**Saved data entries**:
PR #67, opened 2018-11-29
ky.extend prefixUrl usage error fixed

### LINKED ISSUE #66: ky.extend prefixUrl usage error
[](https://postimg.cc/625Z24mp)

with this usage I get the above error

```js
const SERVICE_API = 'http://localhost:4000';

const api = ky.extend({prefixUrl: SERVICE_API});

const json = await api.post(`/connect`, {json: params}).json();
```

indatawetrust:
#66

### DIFF
--- a/test/main.js
+++ b/test/main.js
@@ -262,3 +262,25 @@ test('ky.extend() with deep array', async t => {
 
 	await server.close();
 });
+
+test('ky.extend() with prefix url', async t => {
+	const server = await createTestServer();
+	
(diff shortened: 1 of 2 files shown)


test/main.js
```diff
@@ -262,3 +262,25 @@ test('ky.extend() with deep array', async t => {
 
 	await server.close();
 });
+
+test('ky.extend() with prefix url', async t => {
```
sindresorhus: This test passes even without your changes.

**Problem statement**: Without leaving anything out, repeat every entry shown above.

**Reply to the task**:
PR #67, opened 2018-11-29
ky.extend prefixUrl usage error fixed

### LINKED ISSUE #66: ky.extend prefixUrl usage error
[](https://postimg.cc/625Z24mp)

with this usage I get the above error

```js
const SERVICE_API = 'http://localhost:4000';

const api = ky.extend({prefixUrl: SERVICE_API});

const json = await api.post(`/connect`, {json: params}).json();
```

indatawetrust:
#66

### DIFF
--- a/test/main.js
+++ b/test/main.js
@@ -262,3 +262,25 @@ test('ky.extend() with deep array', async t => {
 
 	await server.close();
 });
+
+test('ky.extend() with prefix url', async t => {
+	const server = await createTestServer();
+	
(diff shortened: 1 of 2 files shown)


test/main.js
```diff
@@ -262,3 +262,25 @@ test('ky.extend() with deep array', async t => {
 
 	await server.close();
 });
+
+test('ky.extend() with prefix url', async t => {
```
sindresorhus: This test passes even without your changes.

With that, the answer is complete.